WWEC
- Elizabethtown, Pennsylvania; United States;
- Broadcast area: Elizabethtown, Pennsylvania
- Frequency: 88.3 MHz
- Branding: WWEC 88.3

Programming
- Format: Campus Radio
- Affiliations: Elizabethtown College Department of Communications

Ownership
- Owner: Elizabethtown College

History
- First air date: August 25, 1990
- Former call signs: WWEC-AM 640 (1963) WQHE (1990) DWWEC (2011–2012)

Technical information
- Licensing authority: FCC
- Facility ID: 19356
- Class: A
- ERP: 100 watts
- HAAT: 35.0 meters
- Transmitter coordinates: 40°8′53.00″N 76°35′38.00″W﻿ / ﻿40.1480556°N 76.5938889°W

Links
- Public license information: Public file; LMS;
- Webcast: Listen Live
- Website: etown.edu/media/wwec

= WWEC =

WWEC (88.3 FM) is a student-run campus radio station. Owned by Elizabethtown College in Elizabethtown, PA in Lancaster County, PA, United States, the station is operated by the College's Department of Communications and serves the greater Elizabethtown, PA area.

==History==
WWEC began broadcasting as a carrier current station as WWEC-AM 640 in 1963. In 1990, the AM station went off the air as the station began airing at 88.3 FM. Temporarily using the call letters WQHE beginning April 19, 1990, the station changed its call letters to WWEC on July 16, 1990 and officially went on air on August 25, 1990.

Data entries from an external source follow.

PR #298, opened 2026-05-03
Use strict CLI limit parsing for search and task reconcile

### LINKED ISSUE #278: Use strict CLI numeric parsing for search and task reconcile limits
## Summary

Some CLI limit flags still use `parseInt`, while newer commands have stricter decimal-integer parsers. This lets malformed values be silently truncated or become `NaN`.

## Evidence

- `src/cli/commands/search.ts:29` passes `parseInt(opts.limit, 10)` directly to memory search.
- `src/cli/commands/tasks.ts:58` uses `parseInt(raw.limit, 10)` in reconcile option parsing.
- `src/cli/commands/conflicts.ts:103-132` and `src/cli/commands/mine.ts:168-214` already document and implement stricter decimal-integer parsing to reject values like `3.7`, `3abc`, `1e3`, `+5`, and empty strings.

## Impact

Malformed CLI input can change behavior without telling the operator. For example, `--limit 3abc` becomes `3`, and a bad `lore search -n` value can flow into slicing logic as `NaN`, producing misleading output instead of an actionable error.

## Desired behavior

CLI integer limits should be parsed with a shared strict positive decimal integer helper before numeric conversion.

For this issue, update:

- `lore search -n, --limit`
- `lore tasks reconcile -n, --limit`

## Implementation notes

- Prefer extracting a shared helper (for example `src/cli/parse.ts`) instead of copying the regex into a third and fourth command.
- The helper should reject:
  - empty strings
  - decimals such as `3.7`
  - suffix garbage such as `3abc`
  - exponent notation such as `1e3`
  - signed values such as `+5` or `-1`
  - zero
  - values outside `Number.isSafeInteger`
- Preserve command-specific upper bounds. `tasks reconcile --limit` should still reject values above `MAX_RECONCILE_LIMIT` with a clear message.
- Do not broaden this issue to `--min-score`; this ticket is specifically about integer limit flags.
- Error handling should stay CLI-native: print the message to stderr and exit non-zero, matching the surrounding command patterns.

## Acceptance criteria

- `lore search --limit 10 <query>` still works.
- `lore search --limit 0`, `3.7`, `3abc`, `1e3`, `+5`, `-1`, and empty values fail with an actionable error and do not call search.
- `lore tasks reconcile --limit 10` still works.
- `lore tasks reconcile --limit 0`, `3.7`, `3abc`, `1e3`, `+5`, `-1`, over-safe-integer values, and values above `MAX_RECONCILE_LIMIT` fail with actionable errors and do not run reconcile.
- Existing strict parsing behavior for `lore mine` and `lore conflicts scan` remains unchanged after any helper extraction.

## Test plan

- Add CLI parser helper unit tests for valid and invalid integer strings.
- Add `search` command tests proving invalid limits exit before `services.memories.search` is called.
- Add/extend `tasks` command tests for strict limit parsing and existing max-limit enforcement.
- If `mine` / `conflicts` are migrated to the shared helper, keep their existing parser tests green.
- Run `npm run typecheck` and the affected CLI command tests.

## Out of scope

- Changing `tasks reconcile --min-score` parsing.
- Adding new CLI flags or changing default limits.
- Changing memory search ranking or task reconcile scoring.
- Changing MCP numeric validation; this ticket is about CLI boundary parsing.

## Duplicate check

Reviewed all currently open issues around CLI parsing and searched for `parseInt limit search tasks reconcile CLI numeric`. No existing open issue covers these remaining parser gaps.

Iron-Ham:
## Summary
- add a shared strict positive decimal integer parser for CLI flags
- use it for `search --limit` and `tasks reconcile --limit`
- route existing `mine` and `conflicts scan` strict limit parsing through the shared helper
- add parser, search command, and reconcile limit coverage for malformed inputs

Fixes #278

## Test plan
- `npm test -- src/cli/parse.test.ts src/cli/commands/search.test.ts src/cli/commands/tasks.test.ts src/cli/commands/mine.test.ts src/cli/commands/conflicts.test.ts`
- `npm run typecheck`
- `npm run lint`
- `npm test`
- `npm run build`
- `node dist/cli.js search needle --limit 0`
- `node dist/cli.js tasks reconcile --limit 3abc`


Iron-Ham (commented):
Clean review: no findings.

I checked the strict integer parser extraction, the `search --limit` and `tasks reconcile --limit` command paths, preservation of existing `mine`/`conflicts scan` behavior, docs/help consistency, current reviews/comments, checks, and mergeability. Local verification passed at head `27a5a7a`:

- `npm test -- src/cli/parse.test.ts src/cli/commands/search.test.ts src/cli/commands/tasks.test.ts src/cli/commands/mine.test.ts src/cli/commands/conflicts.test.ts`
- `npm run typecheck`
- `npm run lint`
- `npm test`

GitHub reports the PR as draft, mergeable, and `mergeStateStatus: CLEAN`; all reported checks are passing. Approval was attempted first, but GitHub does not allow self-approval.

Iron-Ham (commented):
## Verdict

LGTM with minor notes. Small, faithful refactor that does what the title says: pulls the strict-positive-integer parser out of `mine` and `conflicts scan`, drops it in `src/cli/parse.ts`, and extends the same posture to `search --limit` and `tasks reconcile --limit`. Behavior on the two pre-existing call sites is byte-identical to what was there before; the two new call sites are tightened deliberately, which is the explicit point of the PR. Tests cover the malformed-input matrix end-to-end. No blockers.

## Blockers
None.

## Major
None.

## Minor

1. **CHANGELOG entry missing for an observable behavior change.** `[Unreleased]` in `CHANGELOG.md` is empty and the file's own preamble says "Internal refactors that leave behavior unchanged are intentionally omitted" — but `search --limit` and `tasks reconcile --limit` have user-visible tightening here:
   - Before: `lore search needle --limit 3.7` silently used `3`; `--limit abc` quietly forwarded `NaN` to memory search; `tasks reconcile --limit 3abc` accepted `3`; `--limit 1e3` accepted `1000`.
   - After: all of those exit non-zero with `Search failed: --limit must be a positive decimal integer, got "<x>"` (or `Reconcile failed: ...`).
   That's exactly the kind of CLI flag tightening this CHANGELOG was written to capture (the 0.11.0 entry already documents the analogous `lore mine` work — "validates `--limit`"). One bullet under `## [Unreleased]` would be enough. (`CHANGELOG.md:12`)

2. **Inconsistent post-`process.exit` return style across the four sites.** With the helper now shared, the call sites diverged in how they convince TypeScript that `parsed` is narrowed:
   - `search.ts:40` uses a bare `return` (no comment).
   - `mine.ts:1071` and `conflicts.ts:590` carry the multi-line "Defensive `return` after `process.exit`" comment.
   - `tasks.ts:140` does neither (it falls through into the next statements relying on `process.exit`'s `never` return type).
   Pick one. Either teach `process.exit(1)` to be `never` reliably (it already is) and drop the defensive returns, or keep the defensive return everywhere with the same comment. Today reading the four files back-to-back is mildly jarring.

3. **Naming.** `parsePositiveDecimalInteger(flag, raw)` is fine and matches the CLAUDE.md rule (describes what it does, not where it's used). One nit: the function rejects `0`, so technically it parses **strict** positive integers (1+), not just positive integers. The error message `must be a positive integer, got 0` is accurate, but the function name reads as if `0` is allowed. `parsePositiveNonZeroDecimalInteger` is ugly; `parseStrictPositiveInt` or `parsePositiveCount` may communicate intent better. Not worth blocking on.

4. **Help-pointer in error messages.** `--limit must be a positive decimal integer, got "3.7"` tells the user what's wrong but not how to recover. A trailing `(see --help)` would cost two seconds and saves a question. Optional.

5. **`--limit` with surrounding whitespace.** The parser rejects `" 5"` and `"5 "` (good — covered by `parse.test.ts:24`). Worth confirming this is the desired UX: a user copy-pasting from a doc or shell history with a stray space hits a hard error rather than a trim. I'd lean toward keeping it strict (matches the rest of the parser's posture), but flagging because it's the most plausible "worked yesterday in my script" complaint.

## Open questions

1. **Issue #278 scope vs PR scope.** PR body says "Fixes #278" and lists `search --limit` + `tasks reconcile --limit`. Are there other commands with permissive `--limit`/`--max`/etc. flags the issue intended to cover that aren't in this PR? (I scanned `src/cli/` for `parseInt`/`Number(`/`parseFloat` and only found the env-var helper at `mine.ts:448` and the lock-file PID parser at `mine.ts:525` — both legitimately not user-facing CLI flags. So I think the scope is complete, but worth confirming against the original issue text.)

2. **`Number.MAX_SAFE_INTEGER` cap rationale.** The parser caps at `Number.isSafeInteger`, which is correct for arithmetic safety, but `tasks reconcile` already imposes `MAX_RECONCILE_LIMIT = 100`, `mine` has its own ceiling, and `search` is unbounded. Was there discussion about whether `search --limit 9007199254740991` is a meaningful answer (the helper accepts it; the underlying memory search will then ask Notion for ~9 quadrillion rows)? A per-command upper bound on `search` similar to `tasks reconcile` may be worth a follow-up issue.

3. **Commander integration.** The PR validates inside the `.action()` callback and calls `process.exit(1)` directly rather than using `Command.option()`'s `argParser` callback (which Commander would surface as a friendly error via its own machinery). Both work; the chosen pattern matches the existing `mine`/`conflicts` shape, which is the right consistency call. No change requested — just noting that if the `cli/AGENTS.md` patterns ever migrate to `argParser`, the helper's `CliParseResult<T>` shape is one wrapper away from being reusable there too.

## What's good

- Single source of truth in `src/cli/parse.ts`; grep confirms no parallel `parseInt`/`Number(` paths for user-facing limit flags.
- Faithful refactor: `mine.ts` and `conflicts.ts` lose ~30 lines each that were verbatim copies; the extracted helper preserves the same regex (`/^[0-9]+$/`), the same ordering of checks (regex → `< 1` → `Number.isSafeInteger`), and the same three error messages.
- `parseSearchCliOptions` is now testable as a pure function — matches the `parseMineCliOptions` / `parseScanCliOptions` / `parseReconcileCliOptions` pattern already established in this layer.
- Test coverage on the parser is exhaustive in the right way: `parse.test.ts:24` and `search.test.ts:64` both tabulate `["", "3.7", "3abc", "1e3", "+5", "-1", " 5", "5 "]` rather than asserting one or two cases.
- `search.test.ts` correctly asserts `expect(vi.mocked(initServices)).not.toHaveBeenCalled()` to prove the parse runs *before* service initialization — exactly the right invariant to lock down.
- Test isolation is clean: `parse.test.ts` is mock-free pure unit; the command tests mock `services.js` only.

PR #230, opened 2023-12-12
STONEBLD-2038 upgrade Tekton API

stuartwdouglas:
Upgrade the Tekton API to v0.50.5. Unfortunatly upstream has made changes to the types so that they no longer have JSON tags and as such are no longer compatible with controller-gen. To work around this I have introduced a parrallel set of types that have the JSON tags.


mmorhun:
Tekton API is already updated to `v0.57.0`. Closing as obsolete.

On July 9, 2008, the College applied to the Federal Communications Commission (FCC) for an STA order (Special Temporary Authority), however the filing was done on paper and details are not available online. On July 29, 2011, the station's license was cancelled and its call sign deleted by the FCC. On November 28, 2012, the FCC restored the station's license.